__What is needed__. Go through the records and report each line in which the word "used" occurs.

__Listed entries__.
****
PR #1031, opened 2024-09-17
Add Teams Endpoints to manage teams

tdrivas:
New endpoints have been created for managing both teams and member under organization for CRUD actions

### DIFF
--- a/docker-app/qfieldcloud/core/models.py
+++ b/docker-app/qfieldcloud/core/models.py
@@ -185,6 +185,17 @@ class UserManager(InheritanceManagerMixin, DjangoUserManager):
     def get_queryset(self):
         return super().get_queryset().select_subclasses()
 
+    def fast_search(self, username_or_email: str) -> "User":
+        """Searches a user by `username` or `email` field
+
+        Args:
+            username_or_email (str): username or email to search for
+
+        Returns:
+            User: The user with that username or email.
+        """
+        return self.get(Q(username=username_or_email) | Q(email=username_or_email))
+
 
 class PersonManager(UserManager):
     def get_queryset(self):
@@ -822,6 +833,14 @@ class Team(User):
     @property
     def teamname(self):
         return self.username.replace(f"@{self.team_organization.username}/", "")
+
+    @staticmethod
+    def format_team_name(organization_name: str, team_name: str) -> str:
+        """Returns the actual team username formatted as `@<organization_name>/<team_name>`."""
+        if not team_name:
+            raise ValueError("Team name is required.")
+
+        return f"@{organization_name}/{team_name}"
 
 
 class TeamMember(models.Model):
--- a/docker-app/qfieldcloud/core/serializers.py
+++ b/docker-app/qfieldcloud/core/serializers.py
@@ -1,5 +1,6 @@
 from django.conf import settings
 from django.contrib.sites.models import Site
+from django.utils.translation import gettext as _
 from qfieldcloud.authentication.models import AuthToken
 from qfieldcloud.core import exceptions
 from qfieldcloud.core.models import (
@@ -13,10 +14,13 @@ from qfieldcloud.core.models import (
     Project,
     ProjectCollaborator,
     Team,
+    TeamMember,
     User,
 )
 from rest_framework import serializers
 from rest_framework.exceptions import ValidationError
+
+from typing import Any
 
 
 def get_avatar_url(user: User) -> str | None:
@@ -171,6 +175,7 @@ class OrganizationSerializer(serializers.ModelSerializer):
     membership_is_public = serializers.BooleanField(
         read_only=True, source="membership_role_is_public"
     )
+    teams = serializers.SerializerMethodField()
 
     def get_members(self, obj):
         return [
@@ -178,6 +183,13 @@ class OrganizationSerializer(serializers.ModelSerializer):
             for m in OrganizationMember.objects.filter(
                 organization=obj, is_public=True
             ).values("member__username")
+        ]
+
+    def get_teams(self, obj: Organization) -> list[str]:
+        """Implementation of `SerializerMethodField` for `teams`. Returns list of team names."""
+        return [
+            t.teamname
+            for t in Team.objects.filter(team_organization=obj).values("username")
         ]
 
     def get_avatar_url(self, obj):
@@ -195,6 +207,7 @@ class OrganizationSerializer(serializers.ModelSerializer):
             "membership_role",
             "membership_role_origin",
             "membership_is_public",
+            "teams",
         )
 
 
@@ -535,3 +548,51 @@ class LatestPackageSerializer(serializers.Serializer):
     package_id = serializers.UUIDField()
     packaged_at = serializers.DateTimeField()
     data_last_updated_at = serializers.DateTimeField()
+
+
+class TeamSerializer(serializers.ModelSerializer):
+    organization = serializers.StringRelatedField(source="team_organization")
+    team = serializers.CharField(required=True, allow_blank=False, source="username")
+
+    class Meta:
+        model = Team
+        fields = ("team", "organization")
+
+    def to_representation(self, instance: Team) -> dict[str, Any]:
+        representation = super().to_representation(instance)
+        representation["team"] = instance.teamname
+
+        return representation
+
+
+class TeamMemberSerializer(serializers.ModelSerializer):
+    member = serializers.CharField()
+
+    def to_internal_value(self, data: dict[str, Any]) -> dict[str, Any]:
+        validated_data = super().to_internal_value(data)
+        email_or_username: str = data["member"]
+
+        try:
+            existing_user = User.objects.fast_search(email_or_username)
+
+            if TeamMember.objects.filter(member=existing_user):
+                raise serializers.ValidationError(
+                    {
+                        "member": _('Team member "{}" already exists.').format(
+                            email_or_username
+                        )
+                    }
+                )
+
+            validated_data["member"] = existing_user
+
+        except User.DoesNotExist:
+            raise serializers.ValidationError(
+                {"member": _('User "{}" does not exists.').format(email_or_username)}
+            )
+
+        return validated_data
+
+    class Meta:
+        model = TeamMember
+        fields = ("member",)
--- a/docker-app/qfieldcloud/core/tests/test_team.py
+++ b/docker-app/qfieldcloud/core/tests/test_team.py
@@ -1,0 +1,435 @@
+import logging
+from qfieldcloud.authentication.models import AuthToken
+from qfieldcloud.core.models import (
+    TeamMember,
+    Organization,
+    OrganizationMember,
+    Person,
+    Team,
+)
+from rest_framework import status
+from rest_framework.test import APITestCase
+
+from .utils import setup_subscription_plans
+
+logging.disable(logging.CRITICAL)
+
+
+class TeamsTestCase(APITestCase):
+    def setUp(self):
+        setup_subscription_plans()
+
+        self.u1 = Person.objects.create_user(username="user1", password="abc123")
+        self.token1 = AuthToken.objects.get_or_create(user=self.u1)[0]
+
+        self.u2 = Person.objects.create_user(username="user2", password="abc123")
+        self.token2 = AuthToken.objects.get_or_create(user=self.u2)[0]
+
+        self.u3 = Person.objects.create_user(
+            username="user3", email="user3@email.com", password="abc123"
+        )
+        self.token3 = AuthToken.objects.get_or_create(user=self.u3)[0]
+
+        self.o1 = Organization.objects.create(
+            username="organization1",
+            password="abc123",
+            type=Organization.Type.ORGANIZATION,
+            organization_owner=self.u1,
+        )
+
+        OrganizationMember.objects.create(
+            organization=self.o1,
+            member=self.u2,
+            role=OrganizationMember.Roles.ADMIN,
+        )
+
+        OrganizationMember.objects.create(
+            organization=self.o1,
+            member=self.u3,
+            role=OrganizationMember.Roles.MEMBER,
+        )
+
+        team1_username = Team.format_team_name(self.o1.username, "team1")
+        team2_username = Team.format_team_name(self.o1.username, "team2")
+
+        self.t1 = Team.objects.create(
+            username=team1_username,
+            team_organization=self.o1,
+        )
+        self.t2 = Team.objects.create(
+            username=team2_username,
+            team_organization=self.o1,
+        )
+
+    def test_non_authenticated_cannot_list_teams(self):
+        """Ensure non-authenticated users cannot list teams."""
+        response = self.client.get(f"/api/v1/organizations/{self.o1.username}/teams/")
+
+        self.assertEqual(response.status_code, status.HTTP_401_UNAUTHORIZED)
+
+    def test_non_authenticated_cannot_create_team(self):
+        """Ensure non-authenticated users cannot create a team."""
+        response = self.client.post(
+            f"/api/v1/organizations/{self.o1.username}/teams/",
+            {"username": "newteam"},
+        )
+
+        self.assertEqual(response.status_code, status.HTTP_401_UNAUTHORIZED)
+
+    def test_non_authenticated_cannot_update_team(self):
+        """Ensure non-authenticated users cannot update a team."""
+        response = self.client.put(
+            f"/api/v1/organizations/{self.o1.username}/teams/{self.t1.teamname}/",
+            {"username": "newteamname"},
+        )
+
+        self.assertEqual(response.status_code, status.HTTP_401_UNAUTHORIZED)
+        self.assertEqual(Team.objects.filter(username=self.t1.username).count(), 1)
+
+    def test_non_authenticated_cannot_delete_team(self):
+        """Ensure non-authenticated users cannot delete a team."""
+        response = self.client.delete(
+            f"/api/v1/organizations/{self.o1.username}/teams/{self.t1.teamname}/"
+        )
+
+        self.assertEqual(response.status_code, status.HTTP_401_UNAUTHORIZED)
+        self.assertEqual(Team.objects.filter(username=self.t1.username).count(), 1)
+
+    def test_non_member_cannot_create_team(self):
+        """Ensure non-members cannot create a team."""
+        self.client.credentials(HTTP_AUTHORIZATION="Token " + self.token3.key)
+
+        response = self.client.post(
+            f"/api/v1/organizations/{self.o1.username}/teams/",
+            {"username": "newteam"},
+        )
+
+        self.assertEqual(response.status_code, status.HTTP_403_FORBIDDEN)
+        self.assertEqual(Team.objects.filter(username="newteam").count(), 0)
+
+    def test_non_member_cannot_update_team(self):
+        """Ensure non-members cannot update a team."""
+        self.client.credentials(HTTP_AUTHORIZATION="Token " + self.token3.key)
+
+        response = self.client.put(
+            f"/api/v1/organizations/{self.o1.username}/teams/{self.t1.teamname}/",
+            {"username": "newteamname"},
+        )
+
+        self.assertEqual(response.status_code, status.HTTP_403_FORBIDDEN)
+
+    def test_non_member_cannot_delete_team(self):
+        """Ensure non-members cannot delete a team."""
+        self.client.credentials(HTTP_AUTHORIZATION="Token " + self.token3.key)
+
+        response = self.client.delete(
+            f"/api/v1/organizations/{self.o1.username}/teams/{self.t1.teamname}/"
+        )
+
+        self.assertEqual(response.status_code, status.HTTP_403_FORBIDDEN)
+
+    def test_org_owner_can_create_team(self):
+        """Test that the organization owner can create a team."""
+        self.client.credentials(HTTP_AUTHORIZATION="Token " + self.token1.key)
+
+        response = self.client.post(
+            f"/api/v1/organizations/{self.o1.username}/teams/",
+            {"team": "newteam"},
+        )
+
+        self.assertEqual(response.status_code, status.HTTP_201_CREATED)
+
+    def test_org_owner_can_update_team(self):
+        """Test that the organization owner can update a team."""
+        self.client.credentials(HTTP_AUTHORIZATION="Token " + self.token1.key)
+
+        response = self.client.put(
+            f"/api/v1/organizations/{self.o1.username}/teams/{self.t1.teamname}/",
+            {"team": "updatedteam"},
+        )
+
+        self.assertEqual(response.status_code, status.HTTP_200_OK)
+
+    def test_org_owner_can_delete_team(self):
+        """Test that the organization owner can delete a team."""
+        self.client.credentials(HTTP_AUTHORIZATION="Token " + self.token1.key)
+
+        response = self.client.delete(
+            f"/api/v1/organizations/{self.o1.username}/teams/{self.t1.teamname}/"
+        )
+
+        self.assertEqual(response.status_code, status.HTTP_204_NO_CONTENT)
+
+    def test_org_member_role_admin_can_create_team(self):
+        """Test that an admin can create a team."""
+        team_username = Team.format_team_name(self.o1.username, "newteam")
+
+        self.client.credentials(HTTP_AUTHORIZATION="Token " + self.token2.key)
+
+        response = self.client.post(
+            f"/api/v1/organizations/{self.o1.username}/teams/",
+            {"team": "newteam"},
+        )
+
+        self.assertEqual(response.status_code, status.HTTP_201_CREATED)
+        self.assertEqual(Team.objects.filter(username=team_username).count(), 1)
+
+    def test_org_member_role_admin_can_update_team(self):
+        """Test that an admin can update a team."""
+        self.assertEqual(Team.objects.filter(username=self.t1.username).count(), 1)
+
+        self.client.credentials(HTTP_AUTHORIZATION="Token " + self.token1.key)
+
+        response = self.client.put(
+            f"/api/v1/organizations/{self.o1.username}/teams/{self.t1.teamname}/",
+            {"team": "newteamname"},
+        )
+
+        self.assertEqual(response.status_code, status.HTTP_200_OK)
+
****
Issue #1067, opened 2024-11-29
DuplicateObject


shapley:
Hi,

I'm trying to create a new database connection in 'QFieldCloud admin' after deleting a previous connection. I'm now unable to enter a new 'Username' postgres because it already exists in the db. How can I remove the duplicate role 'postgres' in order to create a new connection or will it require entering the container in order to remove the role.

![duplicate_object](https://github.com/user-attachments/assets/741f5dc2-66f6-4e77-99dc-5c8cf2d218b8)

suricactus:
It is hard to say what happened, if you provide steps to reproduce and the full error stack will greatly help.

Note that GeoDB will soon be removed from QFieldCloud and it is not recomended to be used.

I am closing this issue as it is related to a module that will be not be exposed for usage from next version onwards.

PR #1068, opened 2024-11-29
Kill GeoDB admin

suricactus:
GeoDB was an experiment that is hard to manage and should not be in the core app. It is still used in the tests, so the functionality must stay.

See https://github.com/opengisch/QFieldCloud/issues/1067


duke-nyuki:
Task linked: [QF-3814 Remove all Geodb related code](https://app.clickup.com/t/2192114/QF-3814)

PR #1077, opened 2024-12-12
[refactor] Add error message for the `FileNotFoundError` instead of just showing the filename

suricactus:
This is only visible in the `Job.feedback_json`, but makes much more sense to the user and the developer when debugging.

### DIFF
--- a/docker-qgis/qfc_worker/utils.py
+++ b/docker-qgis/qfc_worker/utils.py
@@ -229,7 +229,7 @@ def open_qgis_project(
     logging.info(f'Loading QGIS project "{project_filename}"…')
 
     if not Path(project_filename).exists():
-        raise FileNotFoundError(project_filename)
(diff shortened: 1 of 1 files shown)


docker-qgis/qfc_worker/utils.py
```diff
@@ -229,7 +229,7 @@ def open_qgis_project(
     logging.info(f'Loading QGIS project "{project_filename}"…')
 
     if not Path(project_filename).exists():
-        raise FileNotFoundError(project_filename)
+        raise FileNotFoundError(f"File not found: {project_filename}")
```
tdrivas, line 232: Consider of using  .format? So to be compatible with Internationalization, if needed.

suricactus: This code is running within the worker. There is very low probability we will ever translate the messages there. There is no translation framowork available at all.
****
__Task output__.
Note that GeoDB will soon be removed from QFieldCloud and it is not recomended to be used.
GeoDB was an experiment that is hard to manage and should not be in the core app. It is still used in the tests, so the functionality must stay.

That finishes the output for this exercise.